海中渐渐升起四道黑烟,浮在海面上逐渐成型,最先的是一个长四翼的毛团,她轻轻地掀起翅膀,绕着牢房起舞,好像是一个新生的孩子对世界的好奇,然后径直冲向另一团黑雾,从中顶出了一个生着双翼的走兽,那走兽身如雄狮,但从喉咙中传出一阵清灵的叫声,毛团听到后,飞的更加带劲,那走兽也不反抗,紧紧依偎着毛团任其飞行。其他两个黑雾则飞到了天禄身边,一个化为刚才的辟邪,另一个则始终化不为固定形状,只是沉默不语地站在两只貔貅身后。
“啧,还真是不一般京巴,看他只是几分相似,没想到真的是祸主的弟弟。”
游鱼回荡在海中,海面上倒映的是天禄上古时代的故事,从破壳到与帝江混沌相识,再到与麒麟相遇,最后停在了封神之战的开始,画面上净是金色的锁链。
“嗯?法术?就是这东西把记忆封住了么?“
游鱼加大了力度,鱼鳍重新激起黑色的海浪,海中的鬼手攀上天禄的双眼,倒映中的金色锁链在鬼手的侵蚀下开始腐蚀变质,沉没在黑海中不见踪影。鬼手们见状毫不迟疑地沿着锁链攀爬,终于找到了一个黄白相间的锁头。锁头上雕刻的一鹿一麟呈阴阳鱼的姿势彼此纠缠。
鬼手们迫不及待地将锁头包裹其中,企图暴力破解这道锁,打开记忆的宝库,但随着越来越大的动作,锁头愈发明亮,终于在一只指头伸入锁口的时候,爆发出了强烈的金光,将周围的黑雾驱散,其中一道强光直直射入兔爷来时的地道。
海中的游鱼也受到了反噬,沉没在海中的锁链重新绽放光芒,以凌厉之势锁住了游鱼庞大的身躯,海中的眼睛纷纷闭合,齐齐发出痛苦的低鸣,如此阵仗惊到了空中的化形,帝江振动四翼,带着混沌迅速离开了海面,可当他们即将冲破海的边缘时,混沌却猛地发出一声急促的鸣叫,他们越是离开海,身形就如同漏砂一般逐渐溃散,慌忙之下又只得退了回来。
“该死!该死的人类!居然还留了后手!“游鱼的红瞳中燃烧着暴怒,透过金色的锁链,它望向空中四处乱窜的化形,咬牙切齿地低吼道:”没时间陪你们耗下去了!“
游鱼的庞大身躯不断在锁链中挣扎,它的红瞳如燃烧的血珠,倒映着空中恐慌无助的帝江和混沌。锁链的光芒愈发耀眼,逐渐侵蚀着游鱼的每一片鳞片,令其发出刺耳的摩擦声,游鱼浑身扭动着,黑雾从它的体内喷涌而出,笼罩在周围的海面上。
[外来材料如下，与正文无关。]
PR #2006, opened 2021-07-05
Add mane->main, many to rare dictionary

luzpaz:


gpotter2:
What if my program has something to do with horse manes? 🐴

PR #2019, opened 2021-07-17
Add fixes from https://github.com/ggtracker/sc2reader/pull/146

timgates42:


luzpaz (approved):
LGTM, though i'm not sure about the commit title. Should we keep or modify?

peternewman (approved):
LGTM. It tells us where they come from which works for me.

TBH the commit titles are somewhat irrelevant here IMHO, git blame (where it works) is probably just as useful).

I guess ideally the title would be more descriptive with the link in the description, but :shrug:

“那么 混沌!我辛苦如此,将你从记忆复现与这海当中!现在,便是你回报我的时刻!化为我的力量,助我等打破祸主的封印!为我们打开自由的道路!”
话音未落,游鱼骤然跃出海面,巨大的身影带着滔天的黑雾冲天而起,直扑向空中的混沌。那黑雾化作无数细长的触须,如饥渴的野兽般扑向下面的帝江,将它紧紧缠绕。混沌的鸣叫声瞬间变得刺耳无比,她慌忙地挥爪企图帮帝江脱困,但无济于事她拍掉了一根。马上就会有更多的锁链缠绕上来。黑雾如毒蛇般缠绕上它的四肢、身体,最终将它完全包裹。
就在游鱼即将吞噬混沌之时,一道寒光闪过,锁链齐齐断裂,一只矫健的雄鹿从祥云之上飞跃而下,猛然一脚踹向游鱼的鱼头。游鱼还没来得及反应,便被这一击狠狠击中,巨大的冲击力直接将它从半空中踹下,重重砸回海面。黑雾四散飞溅。
雄鹿站在祥云之上,鲜红的彩带在他身边飞舞,他叼着一把寒光烁烁的冰剑,俯视着海中挣扎的游鱼。
“您这大嗓门就不能收收吗,真当这监狱没人了?”
听到这声音,那团没有定型的黑雾缓缓抬起头,望向云上的四不像。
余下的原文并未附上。